It’s a sunny day in Porto when my guide shows off the beautiful and terrifying Maria Pia bridge boasting “it’s a Gustave Eiffel structure”.  Only a few weeks beforehand, I’d been in another of Eiffel’s buildings, the Nyugati station in Budapest.  Both were built ten years before The Tower.

Eiffel is a luscious drama romance.  It’s the story of – no surprises here – the building of the Eiffel Tower.  With a romantic subplot.  Or maybe it’s the story of a romance with a tower-building subplot.  To be honest, the romance part of the biopic doesn’t seem credible, but it’s a movie after all.
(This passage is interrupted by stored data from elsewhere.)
PR #1979, opened 2022-09-27
Don't log SSL truststore password

msteiger:
Currently, the keystore passwords are logged when the log level is set to debug for `HikariConfig`. The passwords should be masked though.

* The PostgreSQL driver uses `sslpassword` (https://jdbc.postgresql.org/documentation/use/) 
* MariaDB uses `trustStorePassword` (https://mariadb.com/kb/en/using-tls-ssl-with-mariadb-java-connector/) 

for client-side SSL truststores in JDBC URLs. These passwords should not be logged when DEBUG logging is enabled.

### DIFF
--- a/src/main/java/com/zaxxer/hikari/HikariConfig.java
+++ b/src/main/java/com/zaxxer/hikari/HikariConfig.java
@@ -1118,7 +1118,7 @@ public class HikariConfig implements HikariConfigMXBean
                value = "internal";
             }
             else if (prop.contains("jdbcUrl") && value instanceof String) {
-               value = ((String)value).replaceAll("([?&;]password=)[^&#;]*(.*)", "$1<masked>$2");
+               value = ((String)value).replaceAll("([?&;][^&#;=]*[pP]assword=)[^&#;]*", "$1<masked>");
             }
             else if (prop.contains("password")) {
                value = "<masked>";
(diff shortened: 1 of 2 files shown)


src/main/java/com/zaxxer/hikari/HikariConfig.java
```diff
@@ -1119,6 +1119,8 @@ else if (prop.matches("scheduledExecutorService|threadFactory") && value == null
             }
             else if (prop.contains("jdbcUrl") && value instanceof String) {
                value = ((String)value).replaceAll("([?&;]password=)[^&#;]*(.*)", "$1<masked>$2");
+               value = ((String)value).replaceAll("([?&;]sslpassword=)[^&#;]*(.*)", "$1<masked>$2");
+               value = ((String)value).replaceAll("([?&;]trustStorePassword=)[^&#;]*(.*)", "$1<masked>$2");
```
lfbayer: This change seems reasonable. The url properties are driver dependent so it is conceivable that there are other passwords as well. I wonder if it would be more future-proof to match any property that ends with "assword". What do you think?

Maybe a single replace all with something like this:
```java
value = ((String)value).replaceAll("([?&;][^&#;=]*assword=)[^&#;]*(.*)", "$1<masked>$2");
```

msteiger: Yeah, almost .. I've updated my PR and added some tests to make sure that also corner cases are covered.

PR #1992, opened 2022-10-18
Add uuid to identify connection timings

chillosu:
For our use of HikariCP we have determined that the average duration of time between connection creation attempt and connection established can be an indicator for determining health between the application layer and the database.

AFAIK, there is no way current way to correlate an attempt at establishing a connection and the existing logging "Added connection", this is an attempt to change that.


akashchouhan16 (commented):
@chillosu great addon for logs ✅

PR #2010, opened 2022-12-02
adding db url in the connection exception

peeyush18:
Hi @brettwooldridge

I am adding some extra data to the connection exception.

During getting a connection it is becomes hard to debug and troubleshoot. In case of multiple db servers(replicas) the change will help in isolating the server/s stalling while connecting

The film is dense with period costumes, muddy streets, and some pretty impressive beards.

The plot is simple.  Eiffel has just been honoured for his contribution to the Statue of Liberty.  He wants to build metro stations but is pushed to create a structure for the 1889 Paris World Fair.  Much gnashing of teeth and smoking ensue—he’s not sure he’s up for the challenge.  Then, one night, at a dinner party he (re)meets a mysterious woman.  Eyes across the table, some mild taunting about an entry into the World Fair competition, and Eiffel declares he will be bold! Sheets of paper, engineering doodlings and even more smoking.  He submits an entry to the competition—voila his delicate structure wins!  Tower building is not as easy as you think! Mais non. It requires exhaustive research, squillions of francs and the love of a woman.

Eiffel draws you into its drama with its sumptuousness.  Sit back and relax, enjoy the CGI.  The shots from the heights of the tower are thrilling. Almost as thrilling is the eye-candy: Emma Mackey plays Eiffel’s love interest and Romain Duris makes engineers sexy.

If you love a Merchant-Ivory film, then Eiffel will appeal.  It’s a worthy centrepiece of the French Film Festival which has just started in Brisbane.